**REQUIRED WORK:** Look through the data below for the string "cloud", and copy every line where it turns up.
Segment Start: PROVIDED RECORDS
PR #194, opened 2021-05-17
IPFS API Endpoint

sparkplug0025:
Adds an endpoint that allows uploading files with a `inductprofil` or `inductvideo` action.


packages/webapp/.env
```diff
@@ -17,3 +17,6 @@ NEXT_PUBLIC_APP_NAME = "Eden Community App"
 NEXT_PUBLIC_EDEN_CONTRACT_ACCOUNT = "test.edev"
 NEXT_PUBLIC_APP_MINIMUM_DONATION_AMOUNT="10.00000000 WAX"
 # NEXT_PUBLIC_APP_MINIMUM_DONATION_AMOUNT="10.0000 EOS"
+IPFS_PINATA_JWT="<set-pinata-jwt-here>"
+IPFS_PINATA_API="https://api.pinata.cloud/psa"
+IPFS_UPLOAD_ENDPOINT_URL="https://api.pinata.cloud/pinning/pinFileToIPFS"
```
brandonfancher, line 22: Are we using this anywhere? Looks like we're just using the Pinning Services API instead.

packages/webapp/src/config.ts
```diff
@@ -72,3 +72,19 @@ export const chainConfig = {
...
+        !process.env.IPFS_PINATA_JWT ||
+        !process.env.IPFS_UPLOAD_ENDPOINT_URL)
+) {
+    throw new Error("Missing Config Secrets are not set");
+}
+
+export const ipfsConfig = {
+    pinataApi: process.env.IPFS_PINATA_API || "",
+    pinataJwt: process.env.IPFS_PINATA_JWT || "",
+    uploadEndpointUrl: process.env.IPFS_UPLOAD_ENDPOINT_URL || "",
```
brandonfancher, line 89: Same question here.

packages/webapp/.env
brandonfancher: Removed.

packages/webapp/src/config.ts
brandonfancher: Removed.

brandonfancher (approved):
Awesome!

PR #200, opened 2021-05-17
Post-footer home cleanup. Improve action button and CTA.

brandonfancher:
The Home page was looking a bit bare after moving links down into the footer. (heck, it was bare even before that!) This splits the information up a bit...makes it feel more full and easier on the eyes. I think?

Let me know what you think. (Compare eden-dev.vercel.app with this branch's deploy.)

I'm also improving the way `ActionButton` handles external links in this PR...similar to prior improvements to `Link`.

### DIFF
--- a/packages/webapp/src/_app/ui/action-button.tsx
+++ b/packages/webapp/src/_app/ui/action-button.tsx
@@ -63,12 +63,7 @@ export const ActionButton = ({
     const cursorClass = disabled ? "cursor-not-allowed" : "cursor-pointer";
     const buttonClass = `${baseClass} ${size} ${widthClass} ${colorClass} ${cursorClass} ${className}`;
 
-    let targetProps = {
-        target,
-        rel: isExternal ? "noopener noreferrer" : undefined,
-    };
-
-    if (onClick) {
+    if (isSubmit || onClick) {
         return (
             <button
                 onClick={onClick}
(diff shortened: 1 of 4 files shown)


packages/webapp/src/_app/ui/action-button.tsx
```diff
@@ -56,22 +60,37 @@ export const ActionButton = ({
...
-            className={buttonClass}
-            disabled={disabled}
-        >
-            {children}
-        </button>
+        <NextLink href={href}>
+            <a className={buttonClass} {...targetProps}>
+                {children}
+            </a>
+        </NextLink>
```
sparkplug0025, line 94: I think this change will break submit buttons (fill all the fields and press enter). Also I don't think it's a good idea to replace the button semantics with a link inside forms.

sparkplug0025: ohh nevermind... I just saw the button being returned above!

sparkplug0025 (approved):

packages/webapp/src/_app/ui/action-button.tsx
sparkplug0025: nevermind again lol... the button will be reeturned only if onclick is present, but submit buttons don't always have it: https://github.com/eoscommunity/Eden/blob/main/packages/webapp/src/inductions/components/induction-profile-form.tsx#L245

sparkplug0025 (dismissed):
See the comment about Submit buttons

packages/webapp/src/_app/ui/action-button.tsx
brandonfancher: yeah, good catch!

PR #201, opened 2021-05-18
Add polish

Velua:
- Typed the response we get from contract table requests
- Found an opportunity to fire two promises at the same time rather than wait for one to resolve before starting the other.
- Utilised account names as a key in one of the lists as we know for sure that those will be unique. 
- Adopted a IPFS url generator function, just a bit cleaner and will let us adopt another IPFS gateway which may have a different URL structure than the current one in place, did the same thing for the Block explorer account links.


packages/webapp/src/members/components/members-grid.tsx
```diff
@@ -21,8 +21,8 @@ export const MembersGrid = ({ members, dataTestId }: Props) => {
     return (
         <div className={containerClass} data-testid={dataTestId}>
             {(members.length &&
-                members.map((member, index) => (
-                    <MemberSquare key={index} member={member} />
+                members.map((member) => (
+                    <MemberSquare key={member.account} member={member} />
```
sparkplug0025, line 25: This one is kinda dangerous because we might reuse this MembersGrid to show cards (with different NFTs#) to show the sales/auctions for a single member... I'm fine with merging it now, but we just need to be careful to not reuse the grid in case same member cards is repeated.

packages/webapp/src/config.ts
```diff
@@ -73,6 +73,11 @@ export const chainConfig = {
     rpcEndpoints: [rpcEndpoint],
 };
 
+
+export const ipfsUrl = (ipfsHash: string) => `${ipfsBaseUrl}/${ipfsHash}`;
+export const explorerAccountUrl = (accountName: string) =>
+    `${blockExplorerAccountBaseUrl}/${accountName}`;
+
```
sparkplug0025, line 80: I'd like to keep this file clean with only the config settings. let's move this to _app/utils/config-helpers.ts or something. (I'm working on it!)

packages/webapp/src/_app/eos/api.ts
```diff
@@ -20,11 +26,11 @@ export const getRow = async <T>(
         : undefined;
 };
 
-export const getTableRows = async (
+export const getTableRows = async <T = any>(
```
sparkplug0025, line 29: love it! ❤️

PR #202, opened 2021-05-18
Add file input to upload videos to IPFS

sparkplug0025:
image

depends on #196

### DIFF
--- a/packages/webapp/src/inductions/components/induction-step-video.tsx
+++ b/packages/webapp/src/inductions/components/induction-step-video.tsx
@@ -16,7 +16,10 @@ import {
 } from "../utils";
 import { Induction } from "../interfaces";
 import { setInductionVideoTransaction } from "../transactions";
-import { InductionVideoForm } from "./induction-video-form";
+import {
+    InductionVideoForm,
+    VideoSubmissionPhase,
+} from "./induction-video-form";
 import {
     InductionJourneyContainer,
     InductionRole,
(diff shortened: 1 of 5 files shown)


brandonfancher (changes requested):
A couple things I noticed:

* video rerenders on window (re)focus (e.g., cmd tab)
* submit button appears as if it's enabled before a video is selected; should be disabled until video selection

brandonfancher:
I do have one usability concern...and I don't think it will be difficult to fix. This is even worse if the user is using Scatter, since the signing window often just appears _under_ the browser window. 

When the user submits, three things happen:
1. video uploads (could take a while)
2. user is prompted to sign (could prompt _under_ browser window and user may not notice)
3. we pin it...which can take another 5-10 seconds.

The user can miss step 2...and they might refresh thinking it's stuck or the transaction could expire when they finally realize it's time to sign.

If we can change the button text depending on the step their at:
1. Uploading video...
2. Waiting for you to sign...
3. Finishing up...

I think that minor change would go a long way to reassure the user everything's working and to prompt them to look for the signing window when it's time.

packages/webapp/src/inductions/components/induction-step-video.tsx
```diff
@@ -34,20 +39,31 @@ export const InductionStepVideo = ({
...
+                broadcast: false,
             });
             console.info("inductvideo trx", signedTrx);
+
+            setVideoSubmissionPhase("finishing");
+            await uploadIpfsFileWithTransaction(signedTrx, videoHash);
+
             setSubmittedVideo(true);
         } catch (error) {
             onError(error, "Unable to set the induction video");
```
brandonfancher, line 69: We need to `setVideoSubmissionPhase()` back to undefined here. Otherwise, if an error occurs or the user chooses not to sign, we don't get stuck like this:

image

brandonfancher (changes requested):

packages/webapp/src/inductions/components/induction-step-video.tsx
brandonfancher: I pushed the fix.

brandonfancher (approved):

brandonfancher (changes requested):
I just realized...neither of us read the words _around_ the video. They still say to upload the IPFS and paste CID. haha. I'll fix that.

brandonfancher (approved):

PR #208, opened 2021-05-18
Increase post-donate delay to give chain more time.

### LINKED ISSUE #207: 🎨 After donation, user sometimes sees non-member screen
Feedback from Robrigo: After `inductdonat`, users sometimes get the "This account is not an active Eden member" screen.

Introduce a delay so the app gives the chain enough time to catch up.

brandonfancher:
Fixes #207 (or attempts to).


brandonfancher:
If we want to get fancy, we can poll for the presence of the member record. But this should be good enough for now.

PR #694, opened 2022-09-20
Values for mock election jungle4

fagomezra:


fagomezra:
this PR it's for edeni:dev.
Segment End: PROVIDED RECORDS
**SOLUTION:**
+IPFS_PINATA_API="https://api.pinata.cloud/psa"
+IPFS_UPLOAD_ENDPOINT_URL="https://api.pinata.cloud/pinning/pinFileToIPFS"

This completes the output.